I'm pretty okay with food. I mean aside from how I used to (and sometimes still do) abuse it to release emotions/ED stuff etc. I used to binge and purge thousands upon thousands of calories of food 3 to 5 times a day every day for weeks at a time. I would say this is more related to my mental/body image/how I view myself as a part of society issue than a me vs. food relationship issue though. It's hard to say because on one hand my body and reactions to food are pretty much normal if I want them to be imo, but on the other hand food represents certain things in my life - though what these things are I am not exactly certain about. So I have/do sometimes use food as an indirect way to express myself. I remember there was a point in my life where I admitted to my counselor that purging felt better than crying. How often do you come across something in life that seems like it could function like a "rewind button" for your actions? It's like how people wash their hands after doing something they feel guilty about, as if to wash away their inner feelings of disgust by outwardly washing dirt away. It also represents a "taboo" - wasting food, overeating, making yourself puke, hurting yourself - these are all things people discourage you from doing. And when you do it, it sort of makes you feel like you're breaking free from these expectations and recommendations to you from others. It is also a way to divert your attention from other forms of pain that you are feeling, to be able to focus on the physical pain. It's like any other addiction that you know destroys you every time you engage in it - cutting, stealing, overgambling, alcohol abuse. You get a rush from doing it, but the feeling you get, the addiction - it's not part of who you are. It reflects a part of how you function and respond to your environment, but I would not consider it an innate part of one's personality.
My food allergies/complications:
MSG, and aspartame if in large enough amounts (for example a piece of gum won't but a bottle of diet coke will) give me severe headaches for the rest of the day and diarrhea as well. If I eat ground hamburger-style of processed beef, I will immediately become very nauseous and proceed to vomit AND/OR have hours of painful diarrhea if I choose to ingest it. I can eat steak and normal sliced beef no problem, but for some reason even hamburger patties from high-end restaurants have this effect on me. This also happens to me if I eat hotdog-type pork, but to a bit of a lesser degree. In general however I am not a fan of pork because I dislike the way it smells, and I especially hate bacon because it looks like scabs to me. I am not extremely lactose intolerant, and sometimes I accidentally or once in a while decide to eat dairy. But in general I tend to avoid it because it makes me FART LIKE CRAZY, and these farts smell really reallllly bad. It also makes me bloat and have gastrointestinal pain. If I drink dairy on an empty stomach I will feel absolutely awful. It won't make me vomit, but drinking dairy does make me a bit nauseated. Like if I would have the need to make myself vomit, I would just drink dairy. Also eating dairy makes my lips, mouth, and throat itchy, and my throat gets kinda phlegmy from it. So for a nice dairy substitute I use almond milk... doesn't always work out in some food combinations though, but whatever - I mostly just make cafe au lait with it lol. My mom being azn usually keeps soy milk in the fridge, but she only likes sweetened soy which I find too sweet, so I don't drink it very often.
I will tend to dislike anything that is overly sweet, salty, oily, or flavourful. Small amounts once in a blue moon are nice, but I'll feel unwell if it's more than very rarely. To me the food that I am most comfortable/satisfied with, the kind I find most "clean" and "pure" to me is home-cooked HK-style Chinese food, or Korean food. In general if I stay and live with people I love who have a certain kind of home cooking, I will consider that food to be sacred to me almost. These are the foods of quality that I don't get to have very often anymore, which remind me of spending time with those I cherish. It is more than just food - it represents something. It holds a place in my heart. Also, eating can be more or less enjoyable depending on the circumstances. Eating dimsum always tastes the best if I eat it with my grandparents! Also, I enjoy cooking and experimenting with new foods.
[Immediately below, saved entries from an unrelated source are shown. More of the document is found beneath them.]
PR #16, opened 2017-04-27
Add unforbid script to unforbid all items.

rrauenza:
Started it with a mandatory 'all' param in case other options are wanted in the future.


lethosor:
Looks good!

PR #17, opened 2017-05-10
fix to small issue in full-heal.lua

Amostubal:
there was a .job_type missing in line 151 causing it to throw errors.

### DIFF
--- a/full-heal.lua
+++ b/full-heal.lua
@@ -148,7 +148,7 @@ if unit then
 
     if unit.job.current_job and unit.job.current_job.job_type == df.job_type.Rest then
         --print("Wake from rest -> clean self...")
-        unit.job.current_job = df.job_type.CleanSelf
+        unit.job.current_job.job_type = df.job_type.CleanSelf
     end
 end
 


lethosor:
Does this actually work (the job-switching part)?

Amostubal:
It was interesting as he just canceled the clean injury claiming to rest injury, but instead of actually switching to rest, he ran to hospital then went to work... I dropped a floor on him.

lethosor:
I mean, I was more concerned about it breaking completely or crashing. What you described sounds better than that, and better than resting indefinitely, so it's fine with me.

lethosor:
The build failure looks like my fault (I assumed that `probe` would be a valid link target, as practically every other plugin is, so I didn't bother to actually double-check that the docs built).

Amostubal:
I've only tested it twice... on the same dwarf, on the same save... so I may drop a few more floors on some dwarfs and see if it does crash... if you want some more testing.

yeah I assumed it had to be another issue for travis, as I had only added the job_type into a line.

Amostubal:
@lethosor well the only thing that did happen after dropping several more floors, I had one guy that continued to sit on his bed, listed as job clean self and refused to move, I had to manually switch him back to rest and let him sit a minute and he got up...

PR #19, opened 2017-06-03
incorporated Z change into digfort

Amostubal:
simple check for a line to be #< or #> edit then added a case for it.  It now will go up or down z based on the symbol.


Amostubal:
reference issue: https://github.com/DFHack/dfhack/issues/878

Amostubal:
#874

Amostubal:
#https://github.com/DFHack/dfhack/issues/878

PR #21, opened 2017-06-27
Created intro-loader.lua

ChrisThirtle:
I made a little script that can change the introduction text after the embark screen, using some simple file I/O, and a bit of finagling.
It requires that those wishing to implement the script compress the text files according to the Zlib Compressed Data Format Specification (RFC 1950), and notes an available program (Andux's WTFtools) that will do so for them; this is due to Toady's implementation of the data files. If there were any usability improvements to this script, it would be implementing this compression directly.

Once the files are prepared, the script can be set up to load files with entity-specific intros for mods that implement new races, or it can be set to load up random intro files. With both settings enabled, the script can load up a randomly chosen file from a set of entity-specific ones.

I've probably got some documentation or formatting to fix, but as far as I can tell it is at least functional. The program _should_ work cross-platform, though since I am dealing with file IO here, it is entirely possible that I have messed something up in the sections I had to do compatibility work with.

### DIFF
--- a/modtools/intro-loader.lua
+++ b/modtools/intro-loader.lua
@@ -3,7 +3,7 @@
 
 local help = [====[
 intro-loader.lua
-===============
+================
 
 Alters the fort mode intro text before embarking
 
@@ -92,16 +92,6 @@ if args.folder then
     inputfolder = dfhack.getDFPath() ..  args.folder .. "/"
 end
 
---Build current index of files in directory
-do
-    local index = io.open(dfhack.getDFPath() .. "/data/announcement/index.txt","w")
-	local files = dfhack.filesystem.listdir(inputfolder)
-    for foo,filename in pairs(files) do
-		index:write(filename .. "\n")
-	end
-    io.close(index)
-end
-
 rngesus = dfhack.random.new()
 
 
@@ -116,11 +106,13 @@ local function introloader(folder,dorand,doent,verbose)
     
     if args.rand then
         --Determine number of usable files
-		index = io.open(dfhack.getDFPath() .. "/data/announcement/index.txt","r")
-		local indextext = index:read("*all")
+		local index = " "
+		for foo,filename in pairs(dfhack.filesystem.listdir(folder)) do
+			index = index .. "\n" .. filename
+		end
+		
         local filecount = 0
-		print(indextext)
-        for foo in string.gmatch(indextext,inputfile .. "_%d+") do
+        for foo in string.gmatch(index,inputfile .. "_%d+") do
             filecount = filecount + 1
         end
         
--- a/modtools/intro-loader.lua
+++ b/modtools/intro-loader.lua
@@ -22,7 +22,7 @@ Usage:
 -help
     print this text
 -v
-    Activate verbose mode
+    Activate verbose mode, kinda spammy
 -folder
     Designate a folder to get the input intro files from relative to
     the DF directory
@@ -67,7 +67,7 @@ local utils = require 'utils'
 
 validArgs = validArgs or utils.invert({
     'help',
-    'v'
+    'v',
     'now',
     'folder',
     'file',
@@ -82,63 +82,64 @@ if args.help then
     return
 end
 
-local inputfolder = dfhack.getDFPath() .. "\\data\\announcement\\"
-if args.folder then
-    inputfolder = dfhack.getDFPath() ..  args.folder .. "\\"
-end
-
 local prefix = "INTRO"
 if args.file then
     prefix = args.file
 end
 
-if args.rand then
-    math.randomseed(os.time())
+local inputfolder = dfhack.getDFPath() .. "/data/announcement/"
+if args.folder then
+    inputfolder = dfhack.getDFPath() ..  args.folder .. "/"
 end
-
 
 --Build current index of files in directory
 do
-    local OS = dfhack.getOSType()
-    if OS == 'windows' then
-        os.execute("dir \"" .. inputfolder .. "\" /L /B >index.txt")
-    elseif OS == 'linux' or OS == 'darwin' then --apple's real name is darwin, apparently
-        os.execute("ls \"" .. inputfolder .. "\" -1 -A >index.txt")
-    end
-    
-    local list = io.open(dfhack.getDFPath() .. "\\data\\announcement\\index.txt","r")
-    indextext = list:read("*all")
-    io.close(list)
+    local index = io.open(dfhack.getDFPath() .. "/data/announcement/index.txt","w")
+	local files = dfhack.filesystem.listdir(inputfolder)
+    for foo,filename in pairs(files) do
+		index:write(filename .. "\n")
+	end
+    io.close(index)
 end
+
+rngesus = dfhack.random.new()
 
 
 --Code main body, this is where the magic happens
 local function introloader(folder,dorand,doent,verbose)
-    local entity = "_" .. df.historical_entity.find(df.global.ui.civ_id).entity_raw.code
-    if ~doent then entity = "" end
-    local inputfile = folder .. "\\" .. prefix .. entity
+    local entity = ""
+	if args.entity then
+		entity = "_" .. df.historical_entity.find(df.global.ui.civ_id).entity_raw.code
+	end
     
-    if dorand then
+    local inputfile = prefix .. entity
+    
+    if args.rand then
         --Determine number of usable files
+		index = io.open(dfhack.getDFPath() .. "/data/announcement/index.txt","r")
+		local indextext = index:read("*all")
         local filecount = 0
-        while string.gmatch(indextext,inputfile .. "_%d+") do
-            filecount++
+		print(indextext)
+        for foo in string.gmatch(indextext,inputfile .. "_%d+") do
+            filecount = filecount + 1
         end
         
         --Random decision
         if filecount > 0 then
-            local rand = math.random(1,filecount)
+            local rand = rngesus:random(filecount)+1
             inputfile = inputfile .. "_" .. rand
         end
     end
+	
+	inputfile = folder .. inputfile
     
-    if verbose then print("Loading intro text") end
+    if verbose then print("Loading intro text from " .. inputfile) end
     local input = assert(io.open(inputfile, "rb"),"No matching intro file, leaving as-is")
     if input == false then return end
-    local output = assert(io.open(dfhack.getDFPath() .. "\\data\\announcement\\fortressintro", "wb"),"Could not create or open data/announcement/fortressintro, somehow.")
+    local output = assert(io.open(dfhack.getDFPath() .. "/data/announcement/fortressintro", "wb"),"Could not create or open data/announcement/fortressintro, somehow.")
     if output == false then input:close() return end
     local t = input:read("*all")
-    t = string.gsub(t, "\r\n", "\n")
+    t = string.gsub(t, "\r\n", "\n") --You can never be too sure with these things; Windows is absolutely obsessive with its \r characters
     output:write(t)
     if verbose then print("Civilization intro text written") end
     output:close()
@@ -149,12 +150,12 @@ end
 
 --Flow control for the code; runs process code after embark selection has been made, to ensure proper operation.
 dfhack.onStateChange.loadNewFortressIntro = function(code)
-if(dorand|doent)
-    if args.v then print("Intro loader ready") end
-    if (code == SC_VIEWSCREEN_CHANGED and dfhack.gui.getCurFocus() == 'setupdwarfgame') or (args.now) then
-            dfhack.with_suspend(introloader,inputfolder,args.rand,args.entity, args.v)
-    end
-else
-    dfhack.printerr("Intro loader has invalid parameters, aborting")
-    end
+	if(args.rand or args.entity) then
+		if args.v then print("Intro loader ready") end
+		if (code == SC_VIEWSCREEN_CHANGED and dfhack.gui.getCurFocus() == 'setupdwarfgame') or (args.now) then
+			dfhack.with_suspend(introloader,inputfolder,args.rand,args.entity, args.v)
+		end
+	else
+		dfhack.printerr("Intro loader has invalid parameters, aborting")
+	end
 end
--- a/modtools/intro-loader.lua
+++ b/modtools/intro-loader.lua
@@ -7,9 +7,15 @@ intro-loader.lua
 
 Alters the fort mode intro text before embarking
 
-This script should be called in "dfhack.init" for proper operation. Attempting to call the script at any other point in execution will have unpredictable results.
+This script should be called in "dfhack.init" for proper operation. Attempting
+ to call the script at any other point in execution will have unpredictable
+ results.
+
 This script should not be called from the terminal outside of debug usage.
-The script requires either the -entity, -rand, or both parameters be included in the call to operate, and will indicate failure without
+
+The script requires either the -entity, -rand, or both parameters be included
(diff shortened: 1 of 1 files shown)


modtools/intro-loader.lua
```diff
@@ -0,0 +1,160 @@
...
+end
+
+if args.rand then
+    math.randomseed(os.time())
+end
+
+
+--Build current index of files in directory
+do
+    local OS = dfhack.getOSType()
```
lethosor: Use dfhack.filesystem.listdir() instead.

modtools/intro-loader.lua
```diff
@@ -0,0 +1,160 @@
...
+    if OS == 'windows' then
+        os.execute("dir \"" .. inputfolder .. "\" /L /B >index.txt")
+    elseif OS == 'linux' or OS == 'darwin' then --apple's real name is darwin, apparently
+        os.execute("ls \"" .. inputfolder .. "\" -1 -A >index.txt")
+    end
+    
+    local list = io.open(dfhack.getDFPath() .. "\\data\\announcement\\index.txt","r")
```
lethosor: Backslashes aren't portable - use forward slashes. (Although this wouldn't be necessary using listdir().)

modtools/intro-loader.lua
```diff
@@ -0,0 +1,160 @@
...
+end
+
+
+
+--Flow control for the code; runs process code after embark selection has been made, to ensure proper operation.
+dfhack.onStateChange.loadNewFortressIntro = function(code)
+if(dorand|doent)
+    if args.v then print("Intro loader ready") end
+    if (code == SC_VIEWSCREEN_CHANGED and dfhack.gui.getCurFocus() == 'setupdwarfgame') or (args.now) then
+            dfhack.with_suspend(introloader,inputfolder,args.rand,args.entity, args.v)
```
lethosor: Is with_suspend really necessary here? No other scripts use it, and it's not necessary for ordinary scripts as far as I know.

modtools/intro-loader.lua
```diff
@@ -0,0 +1,160 @@
...
+    if verbose then print("Civilization intro text written") end
+    output:close()
+    input:close()
+end
+
+
+
+--Flow control for the code; runs process code after embark selection has been made, to ensure proper operation.
+dfhack.onStateChange.loadNewFortressIntro = function(code)
+if(dorand|doent)
```
lethosor: This will break if either one is nil, and I don't see anywhere that they're being set that would be accessible to this function. Using `or` would be better, but this condition would still always be false.

modtools/intro-loader.lua
```diff
@@ -0,0 +1,160 @@
...
+    inputfolder = dfhack.getDFPath() ..  args.folder .. "\\"
+end
+
+local prefix = "INTRO"
+if args.file then
+    prefix = args.file
+end
+
+if args.rand then
+    math.randomseed(os.time())
```
lethosor: I wasn't aware that this was necessary, but it does seem to be. I'd say this would be a better thing to put in the DFHack core than in individual scripts, but it's probably fine to leave it for now. You could also use DFHack's [random number generation API](https://dfhack.readthedocs.io/en/latest/docs/Lua%20API.html#random-number-generation) if you truly care about randomness.

modtools/intro-loader.lua
```diff
@@ -0,0 +1,160 @@
...
+    local list = io.open(dfhack.getDFPath() .. "\\data\\announcement\\index.txt","r")
+    indextext = list:read("*all")
+    io.close(list)
+end
+
+
+--Code main body, this is where the magic happens
+local function introloader(folder,dorand,doent,verbose)
+    local entity = "_" .. df.historical_entity.find(df.global.ui.civ_id).entity_raw.code
+    if ~doent then entity = "" end
```
lethosor: This won't work - if `doent` is a non-number (boolean, nil, etc.), this will raise an error. Otherwise, `~0 == -1` and `~1 == -2`, so this will always be true.
(Use `not` instead.)

modtools/intro-loader.lua
```diff
@@ -0,0 +1,160 @@
...
+    local inputfile = folder .. "\\" .. prefix .. entity
```
lethosor: Change to "/"

modtools/intro-loader.lua
```diff
@@ -0,0 +1,160 @@
...
+    
+    if dorand then
+        --Determine number of usable files
+        local filecount = 0
+        while string.gmatch(indextext,inputfile .. "_%d+") do
+            filecount++
```
lethosor: `++` isn't a Lua operator.

modtools/intro-loader.lua
```diff
@@ -0,0 +1,160 @@
...
+        if filecount > 0 then
+            local rand = math.random(1,filecount)
+            inputfile = inputfile .. "_" .. rand
+        end
+    end
+    
+    if verbose then print("Loading intro text") end
+    local input = assert(io.open(inputfile, "rb"),"No matching intro file, leaving as-is")
+    if input == false then return end
+    local output = assert(io.open(dfhack.getDFPath() .. "\\data\\announcement\\fortressintro", "wb"),"Could not create or open data/announcement/fortressintro, somehow.")
```
lethosor: Backslashes

modtools/intro-loader.lua
lethosor: Also, even if you're expecting both of these to be numbers, and both are 0, Lua treats anything besides false or nil as true in conditionals:
```
> if 0|0 then print('a') end
a
```

modtools/intro-loader.lua
```diff
@@ -0,0 +1,160 @@
...
+      - The files must not have file extensions
+]====]
+
+
+local utils = require 'utils'
+
+
+validArgs = validArgs or utils.invert({
+    'help',
+    'v'
```
lethosor: Missing a comma after this line

lethosor:
(Some of the Travis warnings are because this repo's build script hasn't been updated to use Lua 5.3 yet - sorry about that!)

KohaiKhaos:
I'll run over everything, I certainly missed a bunch of stuff because I ended up making far too many changes since I last had enough to test with. I definitely did not have enough simple *material* put together to test everything.
I'll make changes and run through some thorough testing before I submit again. I especially appreciate being pointed at the dfhack.filesystem.listdir() function though, as I spent so long looking over the DFhack documentation I think I went blind to finding the bits I actually needed.
If you can't tell, this is kind of my first go with making scripts like this, and Lua and exactly how it works are kind of off for me. I'll get back with this in a little while.

modtools/intro-loader.lua
KohaiKhaos: Okay, I am an absolutely silly person for using a bitwise operator there. I need to think more on the little bits, clearly, so it's time for me to run some thorough testing of every little tidbit.

lethosor:
You can just make changes to your repo and they'll be reflected here (although keep in mind that since you're using the master branch in your repo, *anything* you add there will be reflected here).
Anyway, thanks for the PR! Feel free to ask about anything else Lua-related.

modtools/intro-loader.lua
KohaiKhaos: Yes, because of the file IO being just a bit too slow. I was doing it several times to be sure, and made sure this was specifically the cause, and this was with an earlier, faster version, but essentially...
You move from the map screen to the embark prep screen, which starts the critical section that is the function. If you _immediately_ press enter, you will cause DF to experience an error due to this function being in the middle of writing to fortressintro while DF wants to read from it.
Pausing execution for the incredibly short time here ensures that you _can't_ move to fast, and the normal runtime for this is incredibly short. I almost didn't even notice this error in my earlier testbuilds, but when I started running through my test embarks a bit faster, it became quite obvious that the file I/O was dragging on just a bit too long for DF to deal with.

Additionally the function cannot be effectively run any earlier in DF's execution because your entity hasn't been set until you are leaving the map screen. If I _only_ implemented the random choice loader, it'd be fine running earlier, but the entity-specific code definitely has to be run here, and it's definitely possible for someone with a decent computer to pass through fast enough to cause an error. I can go get you a screencap of what happens if I purposefully set off the error, if you'd like.

modtools/intro-loader.lua
KohaiKhaos: I was having some issues really reading through processArgs(), honestly. Can you possibly explain what its returns really are?
The arguments being passed to the function in those variables should be getting derived from the work processArgs() is doing; the only reason they're named that there is because I'm not quite used to lua and its very global variables and their scope yet; I'm _pretty_ sure I don't even need to pass them into the function like I did.
Also, I clearly need to stop using bitwise operators.

expwnent: Basically if they type "myScript -argName1 argval1 -argName2 -argName3 argVal3" and you say args = processArgs(blah blah) then args.argName1 is "argval1", args.argName2 is non-null, and args.argName3 is "argVal3". If I remember correctly.

modtools/intro-loader.lua
KohaiKhaos: I mean, is that not what the DFhack API is really doing, except maybe calling srand() in C?
I just find it weird to *not* make a call to a seeding function when I intend to deal with random numbers, and it's just always convenient to use OS time for it since that's always changing.
Especially with a function like this where lua's normal behavior of starting every function with a fixed seed would result in you never getting a different result for your intros.

modtools/intro-loader.lua
lethosor: It should return a table with the names and values of the arguments passed to the script. I'm not sure if there's a good example, but I'll see if I can find one later.

modtools/intro-loader.lua
expwnent: In general it would be better to use the API to get your own independent random number generator so that it'll be easier to debug if other scripts use randomness, but it's probably fine.

modtools/intro-loader.lua
KohaiKhaos: And empty values are regarded as "True"s, and I assume ones that aren't put in the call are returned as "Nil"s then?

KohaiKhaos:
And now I get settled in for some nice hard testing of every way this can go.

modtools/intro-loader.lua
expwnent: What do you mean by empty values? Do you mean `args[nil]` or `args.someArgumentThatWasNotSpecified`?

modtools/intro-loader.lua
lethosor: DFHack's RNG API is more complicated than that. It was implemented for C++ tools that needed more complicated features, like 3dveins, then exposed to Lua.

KohaiKhaos:
I got my first run on pure random working. Entity comes next.
I would like to point out that I've gone through like, 5-6 runs just ensuring the random operation; I'm pretty sure the documentation on rng:random([limit]) is wrong; it says the range is 0 to [limit], but so far my tests seem to indicate a range from 0 to [limit]-1.
Actually I'm kinda sorta 100% sure of it.
Open up the lua interpreter in DFhack with: lua dfhack.interpreter()
In there, go with
rng = dfhack.random.new()
for i=1,100000 do if rng:random(2)>1 then print("I did it") end end

It won't print a single time.

lethosor:
Yes, that's what the docs say:
> * rng:random([limit])
> Returns a random integer. If limit is specified, the value is in the range [0, limit); otherwise it uses the whole 32-bit unsigned integer range.

`[0, limit)` means that the range includes 0 but excludes limit.

KohaiKhaos:
Ack, curse these parentheses. It's been way way way too long since I had to remember that they meant silly things like that.

modtools/intro-loader.lua
```diff
@@ -82,63 +82,64 @@ if args.help then
...
-    
-    local list = io.open(dfhack.getDFPath() .. "\\data\\announcement\\index.txt","r")
-    indextext = list:read("*all")
-    io.close(list)
+    local index = io.open(dfhack.getDFPath() .. "/data/announcement/index.txt","w")
+	local files = dfhack.filesystem.listdir(inputfolder)
+    for foo,filename in pairs(files) do
+		index:write(filename .. "\n")
+	end
+    io.close(index)
```
lethosor: You could just use the result of listdir() directly (it's a Lua table), instead of writing it to a file and reading from the file again. It's probably faster too.

lethosor:
Yeah, I suppose the RNG docs could be clarified a bit.

modtools/intro-loader.lua
KohaiKhaos: Oh my brain derped on that, since I had to do it the hard way earlier and that needed to be way separated from everything else just to make the document sensible. Notably, the filenames are actually in the second 'column' from listdir, oddly enough. That was confounding until I actually looked into index.txt and saw it was just full of numbers.

KohaiKhaos: local index = " "
		for foo,filename in pairs(dfhack.filesystem.listdir(folder)) do
			index = index .. "\n" .. filename
		end

Inside the function should probably work

modtools/intro-loader.lua
lethosor: That's interesting. I was under the impression that all code in onStateChange hooks was run with DF suspended. This *seems* to confirm that, although it's possible that DF starts processing the screen (calling its logic() method or something) before DFHack's state change event can trigger.
```lua
dfhack.onStateChange.test=function() print('sleeping') os.execute('sleep 1') print('done') end
```
(This will pause DF for a second every time you switch screens, and I haven't seen it display the new screen before that time is up yet.)

modtools/intro-loader.lua
lethosor: Empty values are empty strings, but they still evaluate to `true`. Here's the result of playing around with it a bit in the Lua interpreter:
```
[lua]# utils = require 'utils'
[lua]# ~utils.processArgs({'-arg1','value1'})
table: 0x1171565d0
arg1                          = value1
[lua]# ~utils.processArgs({'-arg1','value1','-arg2'})
table: 0x116f943f0
arg1                          = value1
arg2                          = 
[lua]# ~utils.processArgs({'-arg1','value1','-arg2'}).arg1
value1
[lua]# ~utils.processArgs({'-arg1','value1','-arg2'}).arg2

[lua]# ~utils.processArgs({'-arg1','value1','-arg2'}).arg3
nil
[lua]# 
```

modtools/intro-loader.lua
lethosor: To be fair, I had to double-check this. The bitwise operators are new in Lua 5.3, so I wasn't sure what was possible to do with them.

modtools/intro-loader.lua
lethosor: > Notably, the filenames are actually in the second 'column' from listdir, oddly enough.

Oh, that's because pairs() returns pairs of (index, value). You'll get the same thing with this:
```
[lua]# for k, v in pairs({'a','b','c'}) do print(k, v) end
1    a
2    b
3    c
```

KohaiKhaos:
Entity works with this last push too, that one was a simple look over since I had it working in a much earlier build that used identical logic; it's the addition of randomness that's new.

lukebemish:
Is this feature still being developed/worked on? I think it would be quite useful, and was wondering what it's status is.

lethosor:
It has been a while since I looked at it. From what I remember, it looks like the main question still is about how to clean up event handling, e.g. so `with_suspend()` (which is a no-op) can be removed. It looks like the fork has been deleted, so making changes within this PR is a bit difficult.

myk002:
If nobody wants to pick this up, could we close the PR? The code will still be available in the PR if someone wants to dig it up later.

PR #27, opened 2017-07-30
Update skill-change.lua

Atkana:
Add in support for increasing/decreasing levels as a result of adding/removing experience to beyond the level's range, to the best of my mathematical ability/limited knowledge on how exp works.
Also adding in an arg for the printing of the changes, since IMO a modtool shouldn't do that automatically.

Sorry if I've screwed something up, I barely understand how to use github :P

### DIFF
--- a/modtools/skill-change.lua
+++ b/modtools/skill-change.lua
@@ -1,7 +1,6 @@
 -- Sets or modifies a skill of a unit
 --author expwnent
 --based on skillChange.lua by Putnam
---TODO: update skill level once experience increases/decreases
 --TODO: skill rust?
 local help = [====[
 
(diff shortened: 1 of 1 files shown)


maxthyme:
Oh hell are we supposed to be pushing to the 1130 branch? Also, isn't this already a part of gm-unit?

lethosor:
No. That branch shouldn't even exist in this repo.

Atkana:
> Oh hell are we supposed to be pushing to the 1130 branch? Also, isn't this already a part of gm-unit?

gm-unit can be used to edit a unit's skill rating via gui, but can't be used for exp or via scripts.
Also sorry about the wrong branch thing, about the only instruction I understood from the contributing guidelines was the bit that explicitly said to not branch from master and I just assumed dfhack-1130 was the develop branch. Is it all sorted or is there anything I need to do?

lethosor:
The "develop branch only" part only applies to the main DFHack repo. Sorry for the confusion there. The dfhack-1130 branch was from #23, for https://github.com/DFHack/dfhack/issues/1130.

PR #84, opened 2019-01-08
bodyswap: made script useable in arena mode

AtomicChicken:
As per the PR title, this minor change makes it possible to bodyswap in arena mode when controlling a unit. Testing has shown that this script can be used copiously in arena mode with no apparent ill effects. Also included is a trivial change in documentation.

### DIFF
--- a/bodyswap.lua
+++ b/bodyswap.lua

At the moment, I am trying to not eat any dairy, or any meat except for fish. Except for non-starchy vegetables which I eat without limit, I aim to restrict myself to on average about 400 calories each day. But I would say I eat AT LEAST 10 servings of vegetables (mostly dark leafy green, or yams, carrots, squash, or onion-type things) every day to make up for this restriction and avoid hunger. I try to avoid grain-based foods. Lately I have become addicted to instant coffee, which I take with a dash of almond milk and cinnamon. I also drink quite a bit of green tea as my mom always keeps a couple types stocked in the pantry.
Whether others consider this to be healthy or not is irrelevant to me. And yes I do want to lose weight. I have a BMI of 20 but I would like to lose 5 to 10 lbs.
I am and always have been in the normal body weight range, although I was a bit chubbier as a kid than I am now. Yes, I was bullied by skinny asian kids when I was younger, and yes it does affect how I think now and I obviously haven't totally gotten over it.